PR #1521, opened 2026-08-14
chore: Bump 4.33

NicolasRouquette:
# bump to v4.33.0

Closes the build portion of #1514.

## What's in here

- `lean-toolchain` → `leanprover/lean4:v4.33.0`; `lakefile.toml` mathlib + doc-gen4 revs → `v4.33.0`; `lake-manifest.json` regenerated from a clean `.lake` via `lake update`; README Lean badge updated.
- Proof/definition repairs across ~70 files so that `lake build` (default targets `Physlib` + `QuantumInfo`) completes with zero errors. No declaration was deleted or weakened, no `sorry`/`axiom` introduced; with a handful of exceptions noted below, every original proof is kept verbatim.

## Why so many `set_option backward.isDefEq.respectTransparency false in` lines

The overwhelming majority of the breakage (~90% of ~380 errors) has a single root cause: in Lean v4.33, `isDefEq` now [**respects the ambient transparency level**](https://lean-lang.org/doc/reference/latest/releases/v4.33.0/#The-Lean-Language-Reference--Release-Notes--Lean-4___33___0-_LPAR_2026-08-10_RPAR_--Highlights--Breaking-Changes--Transparency). In v4.32, when `rw`/`simp`/unification matched a pattern against a goal, it would unfold plain (semireducible) `def`s even in contexts restricted to `reducible`/`instances` transparency. In v4.33 such defs are an opaque wall, and the compiler provides `backward.isDefEq.respectTransparency false` as the per-declaration escape hatch that restores the old behavior — the same option this repository already used at 30+ sites before this bump, and which mathlib v4.33 itself uses to guard e.g. its `mfderiv` proofs.

Physlib is disproportionately affected because its house style builds abstraction barriers out of plain `def` type synonyms and proofs freely cross them:

- `ACCSystemCharges.Charges := Fin n → ℚ` — anomaly-cancellation proofs state goals at `Charges` and rewrite with pointwise lemmas that only match at `Fin n → ℚ`;
- `Space d` / `Vector d` / `CoVector d` vs their `Fin 1 ⊕ Fin d → ℝ` unfoldings; `HSOp ℋ` vs `L ℋ`; `Prob`, `HermitianMat`, `Distribution` subtype carriers;
- raw `![![…]]` lambdas used where `Matrix ι ι _` is expected;
- one-field Prop defs such as `IsReindexing`, where anonymous-constructor proofs elaborate at the unfolded `… ∧ …` type and are consumed at the folded type (surfacing as *kernel* errors on `_proof_i` auxiliaries);
- the `deriving Fintype` handler's generated rewrites failing through `↑enumList` coercions (surfacing as "declaration has metavariables").

Under v4.32, unification silently bridged each crossing; under v4.33 each one fails — as a refused `rw` motive ("motive is not type correct" / "Did not find an occurrence"), a `simp` that "made no progress", a stuck `rfl`, an LCNF-signature failure, or a kernel-level type mismatch. One semantic change, many symptom shapes; the new diagnostic says it directly: *"The target expression is not type-correct under the `implicit` transparency level… usually caused by unfolding of semireducible definitions in prior tactic steps."*

We deliberately applied the option **per declaration** rather than file-wide (or making the synonyms `abbrev`): everywhere the option is absent, v4.33's stricter, faster matching stays active, the original proofs remain byte-for-byte unchanged for review, and no global unfolding behavior changes for downstream consumers. Migrating the affected proof styles off the compatibility option (e.g. barrier-respecting API lemmas) is left as a separate refactor.

## Fixes that are not the `set_option` idiom

- **NNReal/Subtype mk-coercion proofs** (`Physlib/Units/*Unit.lean`, `Units/Basic.lean`): goals restated at ℝ via definitional `show` (matching the unnormalized literal shapes), closed with `push_cast`/`norm_num`/`inv_div`/`div_mul_div_comm`; an ℝ≥0-level `div_mul_div` cocycle lemma added per unit module; proof-irrelevant `⟨r,_⟩ = ⟨r,_⟩` residues closed with `rfl`.
- **`deriving Fintype` on the base-dimension enums** (`LTMCTDimensionBase`, `ISQDimensionBase`): the derive handler generates an ill-typed `Finset` under v4.33; instances written out manually (`elems := {…}; complete := fun x => by cases x <;> decide`).
- **`Matrix.IsUpperTriangular`**: mathlib v4.33 now provides an identical, strictly more general declaration (`[Zero R]` vs local `[CommRing R]`), so the local `abbrev` in `Mathematics/SchurTriangulation.lean` is removed and downstream uses resolve to mathlib's; the deprecated `det_of_upperTriangular` call is renamed accordingly.
- **mathlib normal-form / rename drift**: `setOf → Set.ofPred` refactor (explicit proofs replace derailed `grind`/`tauto` in `QuantumInfo/ForMathlib/SionMinimax.lean`), `chartAt_self_eq` no longer default-simp (added where `fun_prop` stalled on self-model charts), `Equiv.apply_eq_iff_eq_symm_apply` → `Equiv.eq_symm_apply`, `Set.restrict` → `Set.domRestrict`, `zpow_ofNat` now default-simp (a `simp`-normalized hypothesis carries `x ^ (3:ℕ)` while a `simp only`-pinned goal keeps `x ^ (3:ℤ)` — display-identical, `rw`-mismatched; align the `simp only` set), and a few staged `simp only` splits where lemma-firing order now matters.

## Checklist from #1514

- [x] Update mathlib rev in lakefile.toml
- [x] Update doc-gen4 rev in lakefile.toml
- [x] Remove `.lake`, run `lake update`
- [x] `lean-toolchain` updates correctly (v4.33.0)
- [x] Update the Lean version badge in README.md
- [x] `lake build` with no errors (9327 jobs)
- [x] CI linters all pass: `check_file_imports`, `check_dup_tags`, `sorry_lint`, `runPhyslibLinters`
- [x] `lake exe lint_all` runs; **caveat**: its advisory transitive-import step (ImportGraph `redundantImports`, not run in CI) now flags 57 files because mathlib v4.33's import-graph reshuffle made many direct imports graph-reachable. Three were genuinely redundant and are removed here (`SU5/Quanta/IsViable.lean`, `Space/Origin.lean`, `Space/Module.lean` — build stays green). The rest are left untouched: under the module system, graph reachability ≠ visibility (e.g. removing the two flagged imports of `Time/Derivatives.lean` breaks elaboration — the chain crosses non-public edges), so a blanket cleanup needs a module-aware linter first.
- [x] `lake exe TODO_to_yml mkFile`
- [x] `lake exe stats mkHTML`
- [x] `lake exe informal mkFile mkDot mkHTML`
- [x] `lake exe make_tag`
- [x] Generated files removed


nateabr (commented):
I have reviewed this and looks good to me

jstoobysmith:
PhyslibAlpha doesn't build here. You've got two options for this: 
- comment out the scripts that don't build from PhyslibAlpha.lean 
- Fix them (if you think that is easy). 
The latter is better, but part of the 'deal' for PhyslibAlpha is that we don't promise to maintain the code in there, so the former is also valid.

NicolasRouquette:
I fixed PhyslibAlpha so that it builds squeaky clean with 4.33.0 as well.

NicolasRouquette:
@jstoobysmith — answering your [question on Zulip](https://leanprover.zulipchat.com/#narrow/channel/479953-Physlib/topic/Bumps.20of.20PhysLean.2E/near/616768854) here, so it stays with the PR.

Yes, all five run without errors. I re-ran them just now at the head commit `f4fa33a3`, since the first pass was at `fd877270`, before the PhyslibAlpha repair. Lean v4.33.0, fresh `lake exe cache get`, `lake build` 9327 jobs and `lake build PhyslibAlpha` 8825 jobs, both successful.

| script | exit | output |
| --- | --- | --- |
| `lake exe lint_all` | 0 | steps 2–6 pass: build successful, "All files are imported correctly into Physlib.lean", no duplicate tags, sorry/pseudo attribution passes, `-- Linting passed for Physlib` and `-- Linting passed for QuantumInfo`. Steps 1 and 7 below. |
| `lake exe TODO_to_yml mkFile` | 0 | `TODOList file made.` |
| `lake exe stats mkHTML` | 0 | 584 files, 157104 lines, 2803 definitions, 7896 lemmas; `HTML file made.` |
| `lake exe informal mkFile mkDot mkHTML` | 0 | `Markdown file made.` / `DOT file made.` / `HTML file made.` |
| `lake exe make_tag` | 0 | prints a fresh tag |

The five generated files were removed afterwards and `git status` is clean.

Three things worth flagging, none of them about the bump itself.

**`lint_all`'s exit code is not a signal.** It ends in `pure 0` whatever its seven steps print, so the output is the check, not the status. Steps 2–6 are the ones CI already runs, and both "Lean based style linters" jobs are green on `f4fa33a3` — `build.yml` for Physlib + QuantumInfo, `alphaBuild.yml` for PhyslibAlpha. The two steps CI does not run are 1 and 7.

**Step 1** (`style_lint`, the one it tells you GitHub does not check) prints 226 hits — double blank lines, ` )`, `⟨ `, and similar — concentrated in `ClassicalMechanics/Lagrangian/TotalDerivativeEquivalence.lean` and `QuantumInfo/Capacity/Capacity.lean`. Not one of them is on a line this PR adds; I checked every `file:line` against the PR diff. They are pre-existing, so I left them alone rather than mixing a style sweep into a bump.

**Step 7** (`redundant_imports`) flags 57 files, which is the caveat already in the PR description: mathlib v4.33's import-graph reshuffle made many direct imports graph-reachable. Three were genuinely redundant and are removed here. The rest stay, deliberately — under the module system, graph reachability is not visibility, so the linter's advice is not always safe to take: dropping the two imports it flags in `SpaceAndTime/Time/Derivatives.lean` breaks elaboration, because the chain crosses non-public edges. Acting on the other 54 wants a module-aware linter first.

Happy to paste any of the full logs if you would rather read them than re-run.

jstoobysmith (approved):
Approved - will merge now!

^^^^^^^^^^^^^^^^

◆ **GOAL OF THE EXERCISE**
Which lines in the data above hold the string "informal"? Return each of them.

◆ **ANSWER AREA**
- [x] `lake exe informal mkFile mkDot mkHTML`
| `lake exe informal mkFile mkDot mkHTML` | 0 | `Markdown file made.` / `DOT file made.` / `HTML file made.` |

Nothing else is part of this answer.